TASK TO COMPLETE
Scan the data below and give the number of lines that include the word "better", with no other words.

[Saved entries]
BEGIN

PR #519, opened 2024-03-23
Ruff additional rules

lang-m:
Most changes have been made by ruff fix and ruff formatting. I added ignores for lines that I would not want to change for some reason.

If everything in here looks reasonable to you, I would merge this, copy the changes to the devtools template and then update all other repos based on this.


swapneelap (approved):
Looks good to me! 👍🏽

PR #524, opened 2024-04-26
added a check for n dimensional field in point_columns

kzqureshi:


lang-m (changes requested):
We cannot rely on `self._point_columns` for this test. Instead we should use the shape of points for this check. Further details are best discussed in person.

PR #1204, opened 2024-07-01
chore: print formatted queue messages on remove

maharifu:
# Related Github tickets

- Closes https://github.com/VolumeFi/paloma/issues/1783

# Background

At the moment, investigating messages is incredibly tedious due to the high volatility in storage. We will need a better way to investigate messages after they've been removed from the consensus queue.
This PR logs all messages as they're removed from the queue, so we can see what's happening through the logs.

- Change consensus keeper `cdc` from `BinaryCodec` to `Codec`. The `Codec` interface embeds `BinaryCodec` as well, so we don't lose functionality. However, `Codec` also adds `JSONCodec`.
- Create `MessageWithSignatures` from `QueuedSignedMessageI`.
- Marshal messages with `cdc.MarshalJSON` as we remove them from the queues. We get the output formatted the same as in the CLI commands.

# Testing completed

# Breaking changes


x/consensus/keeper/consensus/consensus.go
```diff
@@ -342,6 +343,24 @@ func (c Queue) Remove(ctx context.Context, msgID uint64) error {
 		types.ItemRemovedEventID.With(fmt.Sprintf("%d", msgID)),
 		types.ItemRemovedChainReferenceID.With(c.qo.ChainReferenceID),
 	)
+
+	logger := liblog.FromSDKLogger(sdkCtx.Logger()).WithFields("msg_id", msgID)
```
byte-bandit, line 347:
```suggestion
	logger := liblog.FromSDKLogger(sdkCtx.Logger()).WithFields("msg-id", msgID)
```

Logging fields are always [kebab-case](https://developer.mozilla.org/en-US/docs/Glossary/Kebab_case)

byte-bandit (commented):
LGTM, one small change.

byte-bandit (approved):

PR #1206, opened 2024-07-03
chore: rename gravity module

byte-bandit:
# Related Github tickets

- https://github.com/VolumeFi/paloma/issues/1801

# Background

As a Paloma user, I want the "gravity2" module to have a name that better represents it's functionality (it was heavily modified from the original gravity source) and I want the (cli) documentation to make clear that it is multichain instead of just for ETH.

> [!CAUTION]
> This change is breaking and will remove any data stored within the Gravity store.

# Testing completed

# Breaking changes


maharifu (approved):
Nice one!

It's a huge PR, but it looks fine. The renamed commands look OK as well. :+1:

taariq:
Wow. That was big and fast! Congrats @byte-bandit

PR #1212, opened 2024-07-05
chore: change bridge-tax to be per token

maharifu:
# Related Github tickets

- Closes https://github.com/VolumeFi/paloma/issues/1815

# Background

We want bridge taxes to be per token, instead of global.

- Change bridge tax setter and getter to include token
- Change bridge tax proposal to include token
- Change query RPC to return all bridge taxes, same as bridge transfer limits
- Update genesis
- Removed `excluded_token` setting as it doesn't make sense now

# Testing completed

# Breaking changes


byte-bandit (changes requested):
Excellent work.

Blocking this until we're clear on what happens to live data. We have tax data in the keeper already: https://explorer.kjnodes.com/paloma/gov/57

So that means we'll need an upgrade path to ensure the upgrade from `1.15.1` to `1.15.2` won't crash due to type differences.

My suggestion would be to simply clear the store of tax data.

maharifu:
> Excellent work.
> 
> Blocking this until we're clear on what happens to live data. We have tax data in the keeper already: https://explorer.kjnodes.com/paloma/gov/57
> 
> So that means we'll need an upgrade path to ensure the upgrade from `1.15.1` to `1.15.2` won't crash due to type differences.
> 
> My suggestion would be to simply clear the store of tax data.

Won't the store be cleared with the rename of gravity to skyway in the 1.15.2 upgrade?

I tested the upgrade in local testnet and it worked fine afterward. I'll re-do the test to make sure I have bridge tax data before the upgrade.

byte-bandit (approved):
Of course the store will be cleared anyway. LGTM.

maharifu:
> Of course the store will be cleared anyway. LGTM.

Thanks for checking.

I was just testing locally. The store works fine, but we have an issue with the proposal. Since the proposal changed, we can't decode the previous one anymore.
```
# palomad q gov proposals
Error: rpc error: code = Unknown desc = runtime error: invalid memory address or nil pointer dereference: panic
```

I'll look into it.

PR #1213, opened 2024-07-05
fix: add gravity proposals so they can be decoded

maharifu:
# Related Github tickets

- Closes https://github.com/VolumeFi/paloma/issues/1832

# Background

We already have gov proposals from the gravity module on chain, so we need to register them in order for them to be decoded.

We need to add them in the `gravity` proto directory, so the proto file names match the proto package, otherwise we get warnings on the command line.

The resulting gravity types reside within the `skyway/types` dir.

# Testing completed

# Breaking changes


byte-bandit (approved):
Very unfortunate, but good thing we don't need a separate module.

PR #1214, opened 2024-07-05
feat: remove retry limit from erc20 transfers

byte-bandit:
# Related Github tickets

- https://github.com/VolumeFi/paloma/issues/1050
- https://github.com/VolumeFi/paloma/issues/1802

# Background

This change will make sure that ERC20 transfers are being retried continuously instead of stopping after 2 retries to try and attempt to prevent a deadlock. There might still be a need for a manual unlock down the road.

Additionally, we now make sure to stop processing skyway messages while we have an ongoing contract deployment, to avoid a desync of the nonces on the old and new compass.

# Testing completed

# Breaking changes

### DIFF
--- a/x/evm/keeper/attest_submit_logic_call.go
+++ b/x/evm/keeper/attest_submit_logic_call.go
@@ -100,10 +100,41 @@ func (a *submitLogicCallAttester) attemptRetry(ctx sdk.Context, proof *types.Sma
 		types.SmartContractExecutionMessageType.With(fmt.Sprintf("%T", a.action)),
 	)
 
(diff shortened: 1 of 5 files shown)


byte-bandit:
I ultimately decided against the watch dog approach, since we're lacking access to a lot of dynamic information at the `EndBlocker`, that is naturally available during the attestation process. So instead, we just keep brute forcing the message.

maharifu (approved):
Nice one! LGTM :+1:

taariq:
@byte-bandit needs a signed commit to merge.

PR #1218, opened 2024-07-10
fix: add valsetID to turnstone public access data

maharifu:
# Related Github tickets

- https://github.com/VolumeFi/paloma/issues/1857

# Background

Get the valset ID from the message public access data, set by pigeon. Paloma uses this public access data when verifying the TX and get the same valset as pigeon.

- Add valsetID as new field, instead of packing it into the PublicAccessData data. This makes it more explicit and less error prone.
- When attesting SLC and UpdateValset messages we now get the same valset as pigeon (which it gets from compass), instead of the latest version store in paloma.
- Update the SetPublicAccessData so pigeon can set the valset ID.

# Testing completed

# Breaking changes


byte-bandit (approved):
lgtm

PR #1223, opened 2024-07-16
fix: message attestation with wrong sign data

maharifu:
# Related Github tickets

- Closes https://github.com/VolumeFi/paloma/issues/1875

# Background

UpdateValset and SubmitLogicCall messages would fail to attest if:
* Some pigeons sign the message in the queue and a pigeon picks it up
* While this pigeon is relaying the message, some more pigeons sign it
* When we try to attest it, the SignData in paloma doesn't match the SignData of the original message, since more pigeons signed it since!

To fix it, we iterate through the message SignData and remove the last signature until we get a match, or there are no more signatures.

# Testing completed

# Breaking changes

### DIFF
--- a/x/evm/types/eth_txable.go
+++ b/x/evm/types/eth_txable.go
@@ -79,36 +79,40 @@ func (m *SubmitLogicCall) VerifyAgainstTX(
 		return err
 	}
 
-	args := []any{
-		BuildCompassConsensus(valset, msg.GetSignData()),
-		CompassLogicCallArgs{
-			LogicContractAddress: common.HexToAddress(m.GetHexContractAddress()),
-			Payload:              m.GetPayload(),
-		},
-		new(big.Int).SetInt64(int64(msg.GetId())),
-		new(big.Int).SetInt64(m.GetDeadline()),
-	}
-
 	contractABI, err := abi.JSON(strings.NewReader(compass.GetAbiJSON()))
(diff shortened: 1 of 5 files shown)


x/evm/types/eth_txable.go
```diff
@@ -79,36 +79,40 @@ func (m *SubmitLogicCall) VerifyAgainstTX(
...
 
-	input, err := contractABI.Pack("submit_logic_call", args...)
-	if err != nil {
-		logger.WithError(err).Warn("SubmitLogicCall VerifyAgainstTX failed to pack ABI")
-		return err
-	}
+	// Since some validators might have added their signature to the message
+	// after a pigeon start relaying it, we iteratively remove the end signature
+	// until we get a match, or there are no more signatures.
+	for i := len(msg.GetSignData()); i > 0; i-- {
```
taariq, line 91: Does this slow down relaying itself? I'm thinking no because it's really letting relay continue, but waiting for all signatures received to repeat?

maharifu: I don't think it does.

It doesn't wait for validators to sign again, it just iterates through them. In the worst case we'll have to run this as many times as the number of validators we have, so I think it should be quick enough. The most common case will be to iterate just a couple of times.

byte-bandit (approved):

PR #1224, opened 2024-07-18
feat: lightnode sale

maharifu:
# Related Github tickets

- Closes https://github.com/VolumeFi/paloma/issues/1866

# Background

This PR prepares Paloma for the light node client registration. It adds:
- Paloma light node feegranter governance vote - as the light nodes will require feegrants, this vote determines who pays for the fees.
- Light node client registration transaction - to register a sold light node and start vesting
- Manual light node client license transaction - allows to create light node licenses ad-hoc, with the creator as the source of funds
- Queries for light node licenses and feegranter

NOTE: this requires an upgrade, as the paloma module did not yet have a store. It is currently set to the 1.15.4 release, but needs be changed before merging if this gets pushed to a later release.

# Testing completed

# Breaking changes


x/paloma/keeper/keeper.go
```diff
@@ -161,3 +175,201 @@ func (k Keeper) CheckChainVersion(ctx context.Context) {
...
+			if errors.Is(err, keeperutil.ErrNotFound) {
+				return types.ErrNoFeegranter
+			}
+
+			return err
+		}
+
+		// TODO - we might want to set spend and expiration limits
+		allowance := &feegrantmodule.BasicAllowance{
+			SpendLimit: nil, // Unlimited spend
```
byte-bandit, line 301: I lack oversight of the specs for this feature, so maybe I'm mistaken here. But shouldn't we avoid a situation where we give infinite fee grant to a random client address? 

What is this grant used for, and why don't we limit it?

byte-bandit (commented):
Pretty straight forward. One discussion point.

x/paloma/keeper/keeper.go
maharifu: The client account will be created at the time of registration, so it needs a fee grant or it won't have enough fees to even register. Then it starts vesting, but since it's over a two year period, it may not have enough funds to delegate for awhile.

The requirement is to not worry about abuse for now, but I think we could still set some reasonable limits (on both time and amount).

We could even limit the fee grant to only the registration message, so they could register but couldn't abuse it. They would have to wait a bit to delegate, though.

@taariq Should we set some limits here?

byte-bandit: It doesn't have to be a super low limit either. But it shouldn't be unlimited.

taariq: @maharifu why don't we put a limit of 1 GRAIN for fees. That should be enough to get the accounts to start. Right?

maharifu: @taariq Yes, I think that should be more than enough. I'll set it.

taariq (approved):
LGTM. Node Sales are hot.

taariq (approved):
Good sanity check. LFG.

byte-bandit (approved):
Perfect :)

END

EXERCISE RESPONSE
2